Вот если б на всем белом свете остались только двое: он и эта женщина! Снова всколыхнулась страсть, птицей встрепенулось его естество. Но вместе с этим давил, гнул к земле страх — нельзя показываться Чудищу, что злобно таращится электрическим глазом. Молодая страдалица виделась ему лишь молодой женщиной, которой он овладел и которую возжелал снова.
Он потянулся, зевнул (неужели зевают и от страсти?). Вот уже четыре года живет отшельником — ни мужчины, ни женщины рядом. Он встал, снова надел куртку, взял ружье, прикрутил фитиль в лампе и вышел; на темном небе горели россыпи звезд. Собака увязалась следом. Страсть и страх перед злокозненным Чудищем погнали его из дома. Медленно, неслышно обошел он лес. Так приятно укрываться в ночи, прятать переполняющую его страсть, прятать, точно сокровище. И тело его чутко внимало чувству, в паху вновь занимался огонь! Эх, если б у него нашлись соратники, чтоб одолеть сверкающее электрическое Чудище, чтоб сохранить нежность жизни, нежность женщин и дарованные природой богатства — чувства. Если б только у него нашлись соратники!
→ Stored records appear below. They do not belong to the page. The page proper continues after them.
PR #1238, opened 2019-03-05
[wip] Add ILB for masters

mjudeikis:
Tried to add ILB for master to solve TLS issue.
Some issues from this:
* ILB has hardcoded internal IP address (static)
* ILB as per my current understanding does not support internal DNS names, so we would be responsible for creating and managing something like this.
* we might want to add new subnet for LB to be safe as now I hardcoded last IP address from the current subnet (`/24`). 

Stopped here so we can discuss further. 

cc @jim-minter @asalkeld

### DIFF
--- a/pkg/arm/arm.go
+++ b/pkg/arm/arm.go
@@ -50,6 +50,7 @@ func (g *simpleGenerator) Generate(ctx context.Context, cs *api.OpenShiftManaged
 			vnet(cs),
 			eipAPIServer(cs),
 			elbAPIServer(&g.pluginConfig, cs),
+			ilbAPIServer(&g.pluginConfig, cs),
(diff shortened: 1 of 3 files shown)


mjudeikis:
As an alternative, we could have one more ELB with specific NSG?

jim-minter:
Sorry for the wasted effort, I looked into this yesterday and believe it's a non-starter.  My understanding is that a VM backed by an ILB cannot safely call back into that same ILB.  See  https://docs.microsoft.com/en-us/azure/load-balancer/load-balancer-overview#limitations.  I'm currently pursuing the approach with MSFT of an additional DNS record.

mjudeikis:
Glad both of us came to the same conclusion :D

Увы, все мужчины там, в мире суеты, они гордятся Чудищем, ликуют, жадные механизмы и механическая жадность сокрушают людей.
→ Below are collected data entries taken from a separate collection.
PR #1239, opened 2019-03-05
Move pluginConfig to "master" and enable more granular base image versioning 

mjudeikis:
Fix Prometheus-operator base image versioning.
This is the outcome from node-exporter issue we had a few weeks ago.
With current implementation, we would not be able to replace/rollback individual images within operators config as it was pointing to single configurable. 

```release-note
MSFT: improves version control of images laid down by operators.  Some straightforward changes to the plugin config format, need to check the RP config file
```


pkg/api/config.go
```diff
@@ -74,6 +74,10 @@ type ImageConfig struct {
 	// used in the cluster.
 	Format string `json:"format,omitempty"`
 
+	// Image names with end "Base" are being use by operators.
```
jim-minter: why continue to append Base to the names?

pkg/api/config.go
```diff
@@ -74,6 +74,10 @@ type ImageConfig struct {
...
+	// Their are configured same as any other images. Difference is that
```
jim-minter: s/Their/They/

pluginconfig/pluginconfig-311.yaml
```diff
@@ -32,37 +32,37 @@ imageVersion: 311.82.20190222
 sshSourceAddressPrefixes: ['0.0.0.0/0']
 ## Container images used for specific OSA Cluster version
 images:
-  alertManagerBase: registry.access.redhat.com/openshift3/prometheus-alertmanager
-  ansibleServiceBroker: registry.access.redhat.com/openshift3/ose-ansible-service-broker:v3.11.82
+  alertManagerBase: registry.access.redhat.com/openshift3/prometheus-alertmanager:v3.11
```
jim-minter: I don't understand how it can be right to specify :v3.11 anywhere here?  If we do that, then clusters can update piecemeal when the v3.11 tag is changed upstream.  Surely we need to pin it precisely as we are currently doing?  Can't everything here now read v3.11.82 ?

jim-minter:
/hold
for changes

pkg/api/config.go
mjudeikis: Because these are "base" images based on Operators naming convention. We could split them to separate section. It is good to have some kind naming distinction so just from first look we would know that these are not standard images we use, but with operators management layer.  

Happy to add some other distinguishment. This is really just esthetics for code reading

pluginconfig/pluginconfig-311.yaml
mjudeikis: This is for update testings. This way we will trigger image update.
Releases should point to particular releases, like 3.11.82, but master to "head"

jim-minter: I don't think we can do this.  If we do this, we won't know for sure in dev whether our container images correspond with our VM image, or what version we're actually testing at.
We could have update/rotation testing which tries to update from v3.11.82 to v3.11 - either this is effectively a no-op but which should force a rotation, or it would test update to a newer version if it happens to exist (also with a rotation), but I don't think we can check v3.11 references into master.
Is that workable?

mjudeikis: Currently, all our upgrade test flow is based on tags. 
This would mean we need to change the behaviour and potentially add one more `pluginConfig-3.11.yaml.TEST` file for these values. 
So now our tests should be aware of tag (which already contains required pluginconfig) OR/AND pluginConfig file to be used. 

It is workable, but it will bring even more complexity to our testing. Its just moving the complexity from one place to another place :/

mjudeikis: @jim-minter rollbacked version changes, and will go for little bit different approach in separate PR

pkg/api/config.go
jim-minter: Agreed to remove Base then lgtm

Констанция же спешила тем временем через парк домой и ни о чем не задумывалась. Пока не задумывалась. Успеть бы к ужину.
У входа она досадливо поморщилась: дверь заперта, придется звонить. Открыла ей миссис Болтон.
— Наконец-то, ваша милость! Я уже подумала, не заблудились ли вы? — игриво защебетала она. — Сэр Клиффорд, правда, еще о вас не справлялся. У него в гостях мистер Линли, они сейчас беседуют. Вероятно, гость останется на ужин?
— Вероятно, — отозвалась Конни.
— Прикажете задержать ужин минут на пятнадцать? Чтоб вы успели не торопясь переодеться.
— Да, пожалуйста.
Мистер Линли — главный управляющий шахтами — пожилой северянин, по мнению Клиффорда, недостаточно напорист. Во всяком случае по теперешним, послевоенным Меркам и для работы с теперешними шахтерами, которым главное «не особенно надрываться». Самой Конни мистер Линли нравился, хорошо, что приехал без льстивой жены.
Линли остался отужинать, и Конни разыграла столь любимую мужчинами хозяйку: скромную, предупредительную и любезную, в больших голубых глазах — смирение и покой, надежно скрывающие ее истинное состояние. Так часто приходилось играть эту роль, что она стала второй натурой Конни, ничуть не ущемляя натуру истинную. Очень странно: во время «игры» из сознания Конни все остальное улетучивалось.
Она терпеливо дожидалась, пока сможет подняться к себе и предаться, наконец, своим мыслям. Похоже, долготерпение — самая сильная ее сторона.